Task description: Reproduce the opening lines of the records exactly, up to and including the line in which "#### What's in this PR?" occurs.

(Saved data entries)

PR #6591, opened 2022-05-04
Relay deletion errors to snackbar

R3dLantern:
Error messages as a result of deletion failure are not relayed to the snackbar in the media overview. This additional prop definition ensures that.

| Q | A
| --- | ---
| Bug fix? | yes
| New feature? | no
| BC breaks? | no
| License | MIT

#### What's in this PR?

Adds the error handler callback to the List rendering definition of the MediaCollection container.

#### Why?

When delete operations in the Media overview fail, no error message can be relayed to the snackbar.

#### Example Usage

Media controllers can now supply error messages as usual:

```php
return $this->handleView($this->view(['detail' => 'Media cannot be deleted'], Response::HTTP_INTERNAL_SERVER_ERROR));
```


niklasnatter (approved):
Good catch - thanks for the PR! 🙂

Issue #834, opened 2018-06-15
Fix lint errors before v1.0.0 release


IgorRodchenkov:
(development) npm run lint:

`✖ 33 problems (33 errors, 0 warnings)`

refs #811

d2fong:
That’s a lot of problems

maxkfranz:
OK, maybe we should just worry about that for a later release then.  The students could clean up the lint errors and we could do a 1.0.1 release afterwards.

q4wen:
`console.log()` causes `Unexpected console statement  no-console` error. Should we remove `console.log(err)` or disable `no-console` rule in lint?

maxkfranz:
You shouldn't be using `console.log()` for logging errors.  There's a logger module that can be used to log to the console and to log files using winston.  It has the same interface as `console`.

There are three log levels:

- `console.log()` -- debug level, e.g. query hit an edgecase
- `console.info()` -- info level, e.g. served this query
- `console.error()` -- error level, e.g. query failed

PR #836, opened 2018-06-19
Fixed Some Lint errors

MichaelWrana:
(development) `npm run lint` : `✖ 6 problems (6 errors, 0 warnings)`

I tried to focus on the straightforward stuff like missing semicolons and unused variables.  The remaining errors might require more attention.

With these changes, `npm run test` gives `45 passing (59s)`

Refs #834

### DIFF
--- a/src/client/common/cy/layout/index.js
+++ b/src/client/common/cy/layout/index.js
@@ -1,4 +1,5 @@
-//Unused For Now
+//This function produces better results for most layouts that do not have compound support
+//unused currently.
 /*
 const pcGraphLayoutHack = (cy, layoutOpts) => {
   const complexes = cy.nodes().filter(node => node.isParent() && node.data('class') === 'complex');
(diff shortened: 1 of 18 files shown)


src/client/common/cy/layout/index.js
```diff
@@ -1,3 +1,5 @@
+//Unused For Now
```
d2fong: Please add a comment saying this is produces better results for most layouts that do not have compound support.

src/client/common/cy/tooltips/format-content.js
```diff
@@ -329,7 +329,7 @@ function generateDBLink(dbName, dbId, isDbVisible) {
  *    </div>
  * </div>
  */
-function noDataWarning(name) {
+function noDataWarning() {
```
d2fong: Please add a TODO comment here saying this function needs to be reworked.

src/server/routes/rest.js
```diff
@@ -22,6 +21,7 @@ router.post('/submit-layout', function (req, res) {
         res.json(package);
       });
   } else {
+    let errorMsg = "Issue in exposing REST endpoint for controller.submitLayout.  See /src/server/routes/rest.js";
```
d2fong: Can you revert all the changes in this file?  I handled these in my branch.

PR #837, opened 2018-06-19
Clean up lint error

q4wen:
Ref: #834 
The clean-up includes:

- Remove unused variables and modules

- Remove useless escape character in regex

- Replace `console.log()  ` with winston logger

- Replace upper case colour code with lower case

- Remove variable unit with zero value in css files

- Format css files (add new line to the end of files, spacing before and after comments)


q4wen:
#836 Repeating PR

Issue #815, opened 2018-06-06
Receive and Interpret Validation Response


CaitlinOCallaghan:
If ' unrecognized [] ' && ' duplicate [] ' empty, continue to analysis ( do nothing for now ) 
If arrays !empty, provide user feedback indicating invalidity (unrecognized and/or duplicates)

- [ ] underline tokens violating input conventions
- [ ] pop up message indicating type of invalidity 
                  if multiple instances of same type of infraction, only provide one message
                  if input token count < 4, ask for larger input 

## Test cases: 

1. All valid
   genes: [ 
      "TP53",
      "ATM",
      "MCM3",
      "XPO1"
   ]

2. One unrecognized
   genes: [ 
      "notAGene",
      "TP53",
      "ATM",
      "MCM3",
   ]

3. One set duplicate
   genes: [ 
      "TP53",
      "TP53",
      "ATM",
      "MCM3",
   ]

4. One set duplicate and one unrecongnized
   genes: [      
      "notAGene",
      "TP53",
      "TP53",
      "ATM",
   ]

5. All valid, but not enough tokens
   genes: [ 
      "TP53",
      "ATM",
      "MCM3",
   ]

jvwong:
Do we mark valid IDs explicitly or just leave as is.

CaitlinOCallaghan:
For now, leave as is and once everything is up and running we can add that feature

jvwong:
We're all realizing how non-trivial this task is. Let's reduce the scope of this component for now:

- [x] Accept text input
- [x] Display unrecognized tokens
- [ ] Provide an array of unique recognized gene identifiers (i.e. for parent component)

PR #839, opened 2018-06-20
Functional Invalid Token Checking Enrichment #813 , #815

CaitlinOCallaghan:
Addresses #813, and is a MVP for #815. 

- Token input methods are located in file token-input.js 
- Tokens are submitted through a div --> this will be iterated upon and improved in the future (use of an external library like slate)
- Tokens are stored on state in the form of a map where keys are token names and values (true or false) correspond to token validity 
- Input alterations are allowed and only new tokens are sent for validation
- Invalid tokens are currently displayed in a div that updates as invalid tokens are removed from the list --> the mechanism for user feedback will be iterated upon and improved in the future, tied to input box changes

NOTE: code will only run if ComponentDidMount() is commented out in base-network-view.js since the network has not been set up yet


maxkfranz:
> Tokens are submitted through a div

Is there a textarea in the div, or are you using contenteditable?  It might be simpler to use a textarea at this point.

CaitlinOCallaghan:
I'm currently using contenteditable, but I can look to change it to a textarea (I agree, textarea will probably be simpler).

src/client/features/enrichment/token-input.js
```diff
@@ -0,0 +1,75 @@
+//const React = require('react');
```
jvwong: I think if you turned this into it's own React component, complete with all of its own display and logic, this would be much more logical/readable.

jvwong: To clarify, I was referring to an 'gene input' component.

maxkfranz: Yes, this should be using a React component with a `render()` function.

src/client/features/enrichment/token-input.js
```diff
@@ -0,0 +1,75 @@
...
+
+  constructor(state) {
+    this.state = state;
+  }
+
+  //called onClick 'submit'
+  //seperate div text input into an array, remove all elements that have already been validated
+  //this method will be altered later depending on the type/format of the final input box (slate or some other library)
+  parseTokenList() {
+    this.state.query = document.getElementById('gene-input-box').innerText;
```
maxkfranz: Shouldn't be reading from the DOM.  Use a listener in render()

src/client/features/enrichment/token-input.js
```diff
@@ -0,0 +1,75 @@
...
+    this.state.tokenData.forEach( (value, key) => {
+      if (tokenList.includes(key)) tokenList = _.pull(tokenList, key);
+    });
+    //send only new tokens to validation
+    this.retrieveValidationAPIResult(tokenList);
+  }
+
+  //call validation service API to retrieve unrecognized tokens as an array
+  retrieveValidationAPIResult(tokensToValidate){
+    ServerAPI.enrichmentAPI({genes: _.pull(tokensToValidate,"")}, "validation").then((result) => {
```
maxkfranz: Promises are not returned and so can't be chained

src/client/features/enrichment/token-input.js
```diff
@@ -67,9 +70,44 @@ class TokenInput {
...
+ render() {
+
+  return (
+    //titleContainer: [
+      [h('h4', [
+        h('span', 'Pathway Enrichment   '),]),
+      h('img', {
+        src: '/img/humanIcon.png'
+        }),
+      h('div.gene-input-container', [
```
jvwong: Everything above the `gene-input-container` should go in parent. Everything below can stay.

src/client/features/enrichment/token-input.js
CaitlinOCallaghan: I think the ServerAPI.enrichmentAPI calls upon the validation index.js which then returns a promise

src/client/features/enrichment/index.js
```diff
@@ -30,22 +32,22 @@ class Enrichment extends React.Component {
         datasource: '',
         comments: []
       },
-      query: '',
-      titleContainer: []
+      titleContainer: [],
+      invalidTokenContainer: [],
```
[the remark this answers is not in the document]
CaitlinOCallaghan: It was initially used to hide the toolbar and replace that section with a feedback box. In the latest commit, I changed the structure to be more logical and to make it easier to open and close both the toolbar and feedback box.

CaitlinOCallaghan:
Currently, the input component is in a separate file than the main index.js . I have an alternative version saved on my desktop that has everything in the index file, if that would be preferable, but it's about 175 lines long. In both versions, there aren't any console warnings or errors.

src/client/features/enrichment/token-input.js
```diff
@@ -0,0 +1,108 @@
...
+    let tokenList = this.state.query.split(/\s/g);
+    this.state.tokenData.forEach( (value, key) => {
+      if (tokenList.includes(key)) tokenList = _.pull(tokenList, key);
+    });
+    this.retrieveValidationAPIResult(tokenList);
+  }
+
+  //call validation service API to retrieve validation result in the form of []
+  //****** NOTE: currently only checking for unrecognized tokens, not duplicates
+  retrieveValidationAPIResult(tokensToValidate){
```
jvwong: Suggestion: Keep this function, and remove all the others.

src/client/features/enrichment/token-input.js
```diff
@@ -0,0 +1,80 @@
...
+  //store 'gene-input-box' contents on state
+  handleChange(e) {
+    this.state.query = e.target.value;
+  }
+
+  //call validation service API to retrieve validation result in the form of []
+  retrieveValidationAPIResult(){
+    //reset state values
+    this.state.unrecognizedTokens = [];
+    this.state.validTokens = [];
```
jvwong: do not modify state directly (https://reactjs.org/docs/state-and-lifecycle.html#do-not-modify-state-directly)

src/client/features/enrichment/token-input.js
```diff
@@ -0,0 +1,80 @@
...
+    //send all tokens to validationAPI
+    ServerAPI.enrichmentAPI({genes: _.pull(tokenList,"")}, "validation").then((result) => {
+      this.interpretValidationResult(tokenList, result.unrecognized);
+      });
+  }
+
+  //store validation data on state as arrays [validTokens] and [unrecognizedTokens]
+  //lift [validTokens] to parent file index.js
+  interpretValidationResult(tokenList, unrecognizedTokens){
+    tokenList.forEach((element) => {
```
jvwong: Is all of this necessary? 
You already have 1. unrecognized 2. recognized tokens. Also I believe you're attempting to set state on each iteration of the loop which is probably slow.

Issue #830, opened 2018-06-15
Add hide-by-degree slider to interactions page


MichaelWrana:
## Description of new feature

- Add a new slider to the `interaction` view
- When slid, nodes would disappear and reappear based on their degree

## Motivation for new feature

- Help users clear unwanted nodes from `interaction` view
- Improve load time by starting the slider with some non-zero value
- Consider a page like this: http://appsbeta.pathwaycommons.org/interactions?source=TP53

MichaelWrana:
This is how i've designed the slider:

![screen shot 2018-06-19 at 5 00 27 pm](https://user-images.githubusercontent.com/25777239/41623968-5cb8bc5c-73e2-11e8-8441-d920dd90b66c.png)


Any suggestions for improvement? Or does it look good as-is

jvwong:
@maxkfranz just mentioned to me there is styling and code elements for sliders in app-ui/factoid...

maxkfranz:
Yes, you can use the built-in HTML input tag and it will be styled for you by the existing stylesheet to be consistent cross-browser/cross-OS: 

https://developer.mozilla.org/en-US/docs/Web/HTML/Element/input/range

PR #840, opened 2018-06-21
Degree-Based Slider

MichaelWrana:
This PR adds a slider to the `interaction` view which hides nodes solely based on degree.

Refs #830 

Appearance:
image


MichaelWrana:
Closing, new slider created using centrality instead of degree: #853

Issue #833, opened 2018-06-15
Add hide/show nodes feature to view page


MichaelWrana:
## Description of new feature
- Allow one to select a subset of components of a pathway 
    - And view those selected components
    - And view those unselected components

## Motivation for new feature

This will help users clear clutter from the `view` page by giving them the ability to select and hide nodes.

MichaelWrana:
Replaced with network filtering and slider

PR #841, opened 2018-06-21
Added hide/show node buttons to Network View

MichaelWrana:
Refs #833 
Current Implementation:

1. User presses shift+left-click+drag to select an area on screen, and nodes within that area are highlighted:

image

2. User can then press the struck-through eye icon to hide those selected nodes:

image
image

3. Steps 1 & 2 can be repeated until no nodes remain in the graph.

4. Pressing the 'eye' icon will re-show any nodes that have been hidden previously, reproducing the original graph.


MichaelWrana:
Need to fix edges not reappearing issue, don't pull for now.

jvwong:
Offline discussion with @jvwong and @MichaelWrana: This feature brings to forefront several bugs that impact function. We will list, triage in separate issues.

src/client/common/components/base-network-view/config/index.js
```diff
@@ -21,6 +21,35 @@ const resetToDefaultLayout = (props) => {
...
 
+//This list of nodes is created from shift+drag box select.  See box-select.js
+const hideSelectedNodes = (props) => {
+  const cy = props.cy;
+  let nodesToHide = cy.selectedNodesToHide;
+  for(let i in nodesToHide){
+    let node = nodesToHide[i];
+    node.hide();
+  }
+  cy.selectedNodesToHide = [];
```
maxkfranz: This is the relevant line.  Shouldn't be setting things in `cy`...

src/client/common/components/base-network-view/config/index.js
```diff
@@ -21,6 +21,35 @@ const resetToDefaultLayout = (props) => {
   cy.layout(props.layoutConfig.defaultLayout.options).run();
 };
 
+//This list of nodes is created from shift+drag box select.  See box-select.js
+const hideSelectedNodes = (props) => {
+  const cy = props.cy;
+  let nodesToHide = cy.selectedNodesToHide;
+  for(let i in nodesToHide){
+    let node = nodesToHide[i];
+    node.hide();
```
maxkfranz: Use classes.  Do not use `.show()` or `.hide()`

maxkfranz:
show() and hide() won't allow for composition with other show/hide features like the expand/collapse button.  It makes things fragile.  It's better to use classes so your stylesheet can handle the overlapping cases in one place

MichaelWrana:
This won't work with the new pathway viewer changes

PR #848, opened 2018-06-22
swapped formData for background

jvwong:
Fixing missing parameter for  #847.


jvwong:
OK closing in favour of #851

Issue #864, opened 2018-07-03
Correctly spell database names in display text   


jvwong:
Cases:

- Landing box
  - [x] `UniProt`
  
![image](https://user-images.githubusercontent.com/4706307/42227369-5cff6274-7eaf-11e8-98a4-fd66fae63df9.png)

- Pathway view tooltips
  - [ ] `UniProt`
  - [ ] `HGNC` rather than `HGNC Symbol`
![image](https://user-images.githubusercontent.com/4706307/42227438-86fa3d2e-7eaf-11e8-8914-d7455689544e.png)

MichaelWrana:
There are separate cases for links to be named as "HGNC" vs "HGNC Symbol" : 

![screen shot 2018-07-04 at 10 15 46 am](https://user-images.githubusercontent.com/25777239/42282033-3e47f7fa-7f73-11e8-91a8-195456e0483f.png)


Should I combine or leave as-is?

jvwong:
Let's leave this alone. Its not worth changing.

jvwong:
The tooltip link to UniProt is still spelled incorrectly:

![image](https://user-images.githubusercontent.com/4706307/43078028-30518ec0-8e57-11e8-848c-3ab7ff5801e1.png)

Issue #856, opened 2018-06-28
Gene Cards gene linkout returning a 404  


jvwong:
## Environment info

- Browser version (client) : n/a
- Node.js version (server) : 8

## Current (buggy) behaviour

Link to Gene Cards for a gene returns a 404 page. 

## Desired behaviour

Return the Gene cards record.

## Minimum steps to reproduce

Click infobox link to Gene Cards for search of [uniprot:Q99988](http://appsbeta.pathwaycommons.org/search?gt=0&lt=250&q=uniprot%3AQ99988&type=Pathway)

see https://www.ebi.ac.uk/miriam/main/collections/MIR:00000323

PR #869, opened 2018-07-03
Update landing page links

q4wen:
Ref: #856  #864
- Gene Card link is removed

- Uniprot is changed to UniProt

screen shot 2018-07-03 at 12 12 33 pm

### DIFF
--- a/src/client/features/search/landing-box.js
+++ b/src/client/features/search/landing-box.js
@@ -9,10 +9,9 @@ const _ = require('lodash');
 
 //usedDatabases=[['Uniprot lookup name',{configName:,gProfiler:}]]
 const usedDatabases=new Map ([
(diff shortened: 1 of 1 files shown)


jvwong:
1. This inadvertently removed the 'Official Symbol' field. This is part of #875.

Task result:
PR #6591, opened 2022-05-04
Relay deletion errors to snackbar

R3dLantern:
Error messages as a result of deletion failure are not relayed to the snackbar in the media overview. This additional prop definition ensures that.

| Q | A
| --- | ---
| Bug fix? | yes
| New feature? | no
| BC breaks? | no
| License | MIT

#### What's in this PR?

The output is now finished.